Nicht zuletzt gibt aber das «Unbewusste» der Technik noch aus einem anderen Grund zu denken. Zwar leugnet niemand die Imprägniertheit unseres Lebens durch die Technik. Aber das Thema wird kaum auf ein kritisches Reflexionsniveau gehoben. Das bezeugt auf schon fast eklatante Weise ein jüngst in der Wochenzeitung «Die Zeit» publiziertes Dossier. Titel: Was ist das gute Leben? In ihm werden die «grossen» philosophischen Fragen der Gegenwart von namhaften Autorinnen und Autoren vorgestellt: Gerechtigkeit, Freiheit, Glück, Tod usw. Fast nichts fehlt in der Palette, ausser - die Technik. Unbeschadet der Tatsache, dass sie die meisten grossen Themen von heute mitprägt, scheint sie die Würde philosophischer Aufmerksamkeit (noch) nicht erlangt zu haben, zumindest nicht im europäischen Denkraum.

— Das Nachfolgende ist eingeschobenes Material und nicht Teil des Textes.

PR #327, opened 2026-06-02
checkpoint cache support with optional tail-cache

nullgate:
ds4c-point-checkpoint

https://github.com/nullgate/ds4cache/blob/ds4c-pr-poc-github/DS4CACHE.md


overstrike:
Brief manual testing on a 128GB M5 Max suggests this is a huge win for all but the smallest contexts. In my setup, prefill duration eventually climbs to minutes without this patch, and remains limited to seconds with it.

PR #332, opened 2026-06-03
server: fix implicit </think> close — suppress DSML from streaming output

### LINKED ISSUE #318: Unclosed </think> before tool call stalls agent session (finish=stop, no tool call delivered)
This project is amazing work, first of all- and has been my daily driver. Using the Q2 on a Mac Studio M4 Max 128 GB. But I have noticed this recurring issue:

Mit dieser Technikvergessenheit der Philosophie korrespondiert die Philosophievergessenheit der Technik (Ausnahmen bestätigen die Regel). Unüberhörbar sind aus dem Lager der «Technorati» beschwipste Töne zu vernehmen, die das Paradies dank «Enhancement» des Menschen durch Geräte versprechen und eigentlich immer nur eines meinen: die Absatzmärkte neuer Tools und Apps. Dass die beiden epochalen Defizite ein Menschenbild - genauer: das Bild des autonomen, selber entscheidenden menschlichen Individuums - Zug um Zug ausradieren helfen, manifestiert eine geradezu Orwellsche Paradoxie: Technik macht den Menschen in dem Masse freier, in dem er sich unter ihre Herrschaft begibt. Er wird selber zum Anhängsel seiner Erfindungen. Sollte uns das nicht als neues Unbehagen in der Kultur beschäftigen?

Mit diesem Artikel beginnt eine neue Serie in unserer Forschungsbeilage. Im Zwei-Wochen-Rhythmus sollen die Errungenschaften der Technik philosophisch beleuchtet werden.